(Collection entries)

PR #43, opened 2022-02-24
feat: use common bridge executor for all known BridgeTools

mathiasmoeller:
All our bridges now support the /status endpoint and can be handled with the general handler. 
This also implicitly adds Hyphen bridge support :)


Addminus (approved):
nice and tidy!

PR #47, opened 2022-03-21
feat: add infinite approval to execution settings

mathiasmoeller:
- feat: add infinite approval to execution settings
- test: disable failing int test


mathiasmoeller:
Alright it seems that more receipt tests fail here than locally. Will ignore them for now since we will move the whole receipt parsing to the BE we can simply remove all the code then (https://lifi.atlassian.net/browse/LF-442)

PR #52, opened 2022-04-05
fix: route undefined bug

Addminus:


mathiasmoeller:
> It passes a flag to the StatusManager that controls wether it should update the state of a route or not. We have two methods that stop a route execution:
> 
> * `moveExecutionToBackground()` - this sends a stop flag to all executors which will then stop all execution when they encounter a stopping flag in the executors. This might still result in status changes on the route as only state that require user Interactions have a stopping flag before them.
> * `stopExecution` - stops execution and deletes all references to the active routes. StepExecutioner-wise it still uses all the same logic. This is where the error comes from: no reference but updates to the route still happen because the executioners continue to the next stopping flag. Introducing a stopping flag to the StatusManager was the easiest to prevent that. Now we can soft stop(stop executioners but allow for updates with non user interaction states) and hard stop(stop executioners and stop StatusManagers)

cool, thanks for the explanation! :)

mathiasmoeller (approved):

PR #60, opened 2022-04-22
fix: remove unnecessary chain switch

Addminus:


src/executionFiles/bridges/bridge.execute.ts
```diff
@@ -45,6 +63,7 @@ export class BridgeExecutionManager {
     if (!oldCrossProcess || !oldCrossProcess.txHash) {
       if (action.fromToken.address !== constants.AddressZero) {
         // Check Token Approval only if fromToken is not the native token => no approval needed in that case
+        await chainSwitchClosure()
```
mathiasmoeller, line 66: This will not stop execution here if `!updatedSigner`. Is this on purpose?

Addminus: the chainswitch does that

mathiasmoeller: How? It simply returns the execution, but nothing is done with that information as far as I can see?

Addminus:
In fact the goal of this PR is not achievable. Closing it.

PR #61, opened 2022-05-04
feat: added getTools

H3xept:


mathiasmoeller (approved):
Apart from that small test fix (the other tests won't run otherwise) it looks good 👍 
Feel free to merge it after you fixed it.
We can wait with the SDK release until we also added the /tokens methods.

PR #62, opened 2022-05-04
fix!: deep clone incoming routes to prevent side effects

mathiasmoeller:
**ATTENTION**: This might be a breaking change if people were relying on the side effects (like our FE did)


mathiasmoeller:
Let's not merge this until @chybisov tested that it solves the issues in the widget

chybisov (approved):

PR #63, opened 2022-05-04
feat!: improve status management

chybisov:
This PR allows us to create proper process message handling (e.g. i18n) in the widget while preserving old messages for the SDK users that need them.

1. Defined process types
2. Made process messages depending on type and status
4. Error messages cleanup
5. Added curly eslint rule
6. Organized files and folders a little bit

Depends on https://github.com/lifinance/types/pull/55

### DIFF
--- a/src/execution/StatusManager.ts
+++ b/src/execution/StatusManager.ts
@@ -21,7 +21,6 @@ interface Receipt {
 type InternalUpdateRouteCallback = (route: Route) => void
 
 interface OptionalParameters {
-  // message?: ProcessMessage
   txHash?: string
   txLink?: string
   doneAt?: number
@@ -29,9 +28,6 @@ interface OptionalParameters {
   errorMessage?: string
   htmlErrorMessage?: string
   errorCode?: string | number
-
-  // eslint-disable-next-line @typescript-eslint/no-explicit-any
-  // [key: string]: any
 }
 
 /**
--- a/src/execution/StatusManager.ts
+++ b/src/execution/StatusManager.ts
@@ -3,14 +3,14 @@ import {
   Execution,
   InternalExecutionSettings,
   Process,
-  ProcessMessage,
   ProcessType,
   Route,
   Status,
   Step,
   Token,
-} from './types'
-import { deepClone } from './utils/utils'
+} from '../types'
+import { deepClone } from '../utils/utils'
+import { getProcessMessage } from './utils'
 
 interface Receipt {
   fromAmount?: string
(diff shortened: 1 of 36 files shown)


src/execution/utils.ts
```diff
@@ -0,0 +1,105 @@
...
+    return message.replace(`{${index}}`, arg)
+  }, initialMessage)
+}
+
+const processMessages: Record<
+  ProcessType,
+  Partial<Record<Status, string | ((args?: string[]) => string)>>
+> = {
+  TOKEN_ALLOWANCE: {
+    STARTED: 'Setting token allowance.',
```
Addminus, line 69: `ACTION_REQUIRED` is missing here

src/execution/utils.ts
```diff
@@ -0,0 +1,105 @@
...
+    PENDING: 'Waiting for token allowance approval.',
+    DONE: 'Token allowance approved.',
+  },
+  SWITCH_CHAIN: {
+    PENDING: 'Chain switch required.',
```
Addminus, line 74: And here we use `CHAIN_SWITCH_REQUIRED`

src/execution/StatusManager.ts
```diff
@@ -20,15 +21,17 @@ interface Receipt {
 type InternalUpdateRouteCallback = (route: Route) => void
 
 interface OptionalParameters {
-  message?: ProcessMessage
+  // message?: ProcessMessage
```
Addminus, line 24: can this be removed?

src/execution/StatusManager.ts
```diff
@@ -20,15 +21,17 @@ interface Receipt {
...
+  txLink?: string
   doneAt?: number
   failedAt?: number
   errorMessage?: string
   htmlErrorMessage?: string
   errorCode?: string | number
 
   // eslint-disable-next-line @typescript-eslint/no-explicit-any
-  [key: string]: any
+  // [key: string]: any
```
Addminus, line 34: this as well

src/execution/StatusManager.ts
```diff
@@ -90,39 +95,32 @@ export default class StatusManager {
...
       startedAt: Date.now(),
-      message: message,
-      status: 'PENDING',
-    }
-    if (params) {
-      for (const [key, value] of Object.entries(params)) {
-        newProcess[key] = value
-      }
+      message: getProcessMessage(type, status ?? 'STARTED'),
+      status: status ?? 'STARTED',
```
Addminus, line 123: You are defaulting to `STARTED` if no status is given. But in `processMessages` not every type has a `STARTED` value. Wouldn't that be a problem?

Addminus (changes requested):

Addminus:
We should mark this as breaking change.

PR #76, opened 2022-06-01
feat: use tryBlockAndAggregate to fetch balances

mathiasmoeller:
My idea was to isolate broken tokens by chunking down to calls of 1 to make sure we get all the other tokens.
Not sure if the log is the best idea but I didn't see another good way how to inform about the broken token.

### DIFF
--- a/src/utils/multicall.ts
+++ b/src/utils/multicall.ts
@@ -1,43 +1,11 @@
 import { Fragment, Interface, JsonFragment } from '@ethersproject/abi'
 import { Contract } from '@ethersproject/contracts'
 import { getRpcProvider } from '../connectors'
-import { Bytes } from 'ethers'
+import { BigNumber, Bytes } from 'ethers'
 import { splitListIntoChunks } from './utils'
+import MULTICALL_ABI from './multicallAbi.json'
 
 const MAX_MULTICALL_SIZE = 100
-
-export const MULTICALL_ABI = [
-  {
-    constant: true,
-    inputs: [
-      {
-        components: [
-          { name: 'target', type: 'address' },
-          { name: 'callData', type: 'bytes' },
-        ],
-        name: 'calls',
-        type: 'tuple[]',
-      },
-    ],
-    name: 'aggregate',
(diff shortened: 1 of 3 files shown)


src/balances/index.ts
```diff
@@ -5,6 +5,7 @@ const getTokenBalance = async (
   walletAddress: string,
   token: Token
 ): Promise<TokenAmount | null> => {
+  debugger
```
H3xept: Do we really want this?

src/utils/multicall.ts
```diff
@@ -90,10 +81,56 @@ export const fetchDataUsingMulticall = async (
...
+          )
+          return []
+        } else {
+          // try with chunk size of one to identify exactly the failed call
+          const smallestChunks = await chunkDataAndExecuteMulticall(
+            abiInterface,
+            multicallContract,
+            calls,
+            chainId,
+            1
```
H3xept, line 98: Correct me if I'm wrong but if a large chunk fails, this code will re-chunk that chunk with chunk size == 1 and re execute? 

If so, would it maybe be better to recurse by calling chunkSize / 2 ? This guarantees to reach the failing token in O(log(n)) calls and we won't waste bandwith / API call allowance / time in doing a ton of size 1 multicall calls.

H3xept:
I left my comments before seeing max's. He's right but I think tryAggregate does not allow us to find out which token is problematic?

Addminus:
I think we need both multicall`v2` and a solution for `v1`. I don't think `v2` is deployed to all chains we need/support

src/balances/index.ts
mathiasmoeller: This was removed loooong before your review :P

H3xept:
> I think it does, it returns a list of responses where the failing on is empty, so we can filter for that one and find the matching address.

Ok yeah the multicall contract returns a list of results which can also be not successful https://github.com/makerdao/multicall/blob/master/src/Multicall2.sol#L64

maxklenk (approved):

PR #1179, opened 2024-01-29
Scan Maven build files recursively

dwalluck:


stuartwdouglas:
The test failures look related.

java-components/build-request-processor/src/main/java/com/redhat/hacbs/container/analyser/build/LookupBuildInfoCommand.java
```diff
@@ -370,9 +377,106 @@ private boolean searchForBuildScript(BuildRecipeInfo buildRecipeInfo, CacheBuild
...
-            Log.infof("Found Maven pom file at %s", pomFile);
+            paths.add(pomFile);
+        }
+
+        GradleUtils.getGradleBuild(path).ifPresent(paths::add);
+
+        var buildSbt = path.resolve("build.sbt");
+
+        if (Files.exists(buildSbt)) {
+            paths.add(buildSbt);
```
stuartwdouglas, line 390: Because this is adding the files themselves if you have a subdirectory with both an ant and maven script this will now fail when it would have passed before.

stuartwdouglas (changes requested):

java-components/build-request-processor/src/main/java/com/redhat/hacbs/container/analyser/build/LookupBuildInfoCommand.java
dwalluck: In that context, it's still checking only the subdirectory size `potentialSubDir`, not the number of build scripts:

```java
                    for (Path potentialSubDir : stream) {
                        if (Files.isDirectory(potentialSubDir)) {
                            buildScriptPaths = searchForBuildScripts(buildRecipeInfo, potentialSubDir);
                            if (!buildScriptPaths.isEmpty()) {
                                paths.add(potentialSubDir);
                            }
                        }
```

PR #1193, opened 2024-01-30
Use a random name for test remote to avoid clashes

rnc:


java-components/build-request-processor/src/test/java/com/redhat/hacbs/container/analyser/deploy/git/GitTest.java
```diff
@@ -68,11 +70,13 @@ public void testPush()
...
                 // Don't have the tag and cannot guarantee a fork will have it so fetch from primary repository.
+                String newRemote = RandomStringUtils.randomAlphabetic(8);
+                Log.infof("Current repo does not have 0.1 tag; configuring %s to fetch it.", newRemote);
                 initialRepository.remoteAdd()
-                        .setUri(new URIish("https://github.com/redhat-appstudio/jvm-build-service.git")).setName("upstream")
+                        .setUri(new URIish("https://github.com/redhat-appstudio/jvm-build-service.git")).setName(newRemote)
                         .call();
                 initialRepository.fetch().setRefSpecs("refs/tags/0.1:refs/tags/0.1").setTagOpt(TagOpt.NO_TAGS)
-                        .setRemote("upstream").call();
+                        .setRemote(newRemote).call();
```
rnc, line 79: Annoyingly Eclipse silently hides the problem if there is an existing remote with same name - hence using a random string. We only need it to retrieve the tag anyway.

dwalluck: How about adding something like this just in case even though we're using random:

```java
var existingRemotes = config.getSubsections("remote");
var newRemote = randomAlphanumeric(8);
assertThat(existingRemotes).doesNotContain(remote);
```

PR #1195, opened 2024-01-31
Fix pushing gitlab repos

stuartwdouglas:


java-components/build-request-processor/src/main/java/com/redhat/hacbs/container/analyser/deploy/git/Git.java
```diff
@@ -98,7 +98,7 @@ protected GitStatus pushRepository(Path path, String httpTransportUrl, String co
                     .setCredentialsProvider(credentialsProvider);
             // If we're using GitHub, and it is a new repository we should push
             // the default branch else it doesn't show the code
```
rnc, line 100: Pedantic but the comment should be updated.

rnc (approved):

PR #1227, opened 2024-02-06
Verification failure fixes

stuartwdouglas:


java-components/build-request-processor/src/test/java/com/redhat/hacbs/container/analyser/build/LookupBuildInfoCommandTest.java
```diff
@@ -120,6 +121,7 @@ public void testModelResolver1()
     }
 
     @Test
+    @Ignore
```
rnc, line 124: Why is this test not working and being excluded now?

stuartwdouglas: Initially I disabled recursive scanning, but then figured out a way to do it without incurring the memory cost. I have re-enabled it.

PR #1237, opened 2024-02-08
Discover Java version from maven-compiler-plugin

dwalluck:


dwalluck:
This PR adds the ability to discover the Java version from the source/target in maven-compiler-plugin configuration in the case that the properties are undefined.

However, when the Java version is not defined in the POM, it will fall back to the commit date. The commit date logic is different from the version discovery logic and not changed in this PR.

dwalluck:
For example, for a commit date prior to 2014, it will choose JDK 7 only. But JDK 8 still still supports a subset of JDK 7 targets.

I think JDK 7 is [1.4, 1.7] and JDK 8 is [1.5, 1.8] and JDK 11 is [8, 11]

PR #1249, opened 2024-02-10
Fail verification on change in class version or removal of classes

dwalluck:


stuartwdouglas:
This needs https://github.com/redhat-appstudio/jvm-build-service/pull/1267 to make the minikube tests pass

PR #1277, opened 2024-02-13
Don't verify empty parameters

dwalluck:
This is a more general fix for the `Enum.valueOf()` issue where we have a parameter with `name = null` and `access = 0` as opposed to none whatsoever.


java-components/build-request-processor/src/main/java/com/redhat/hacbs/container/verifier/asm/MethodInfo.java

Required action>
Search the data for "broken". Copy every line that has it.

Task result>
My idea was to isolate broken tokens by chunking down to calls of 1 to make sure we get all the other tokens.
Not sure if the log is the best idea but I didn't see another good way how to inform about the broken token.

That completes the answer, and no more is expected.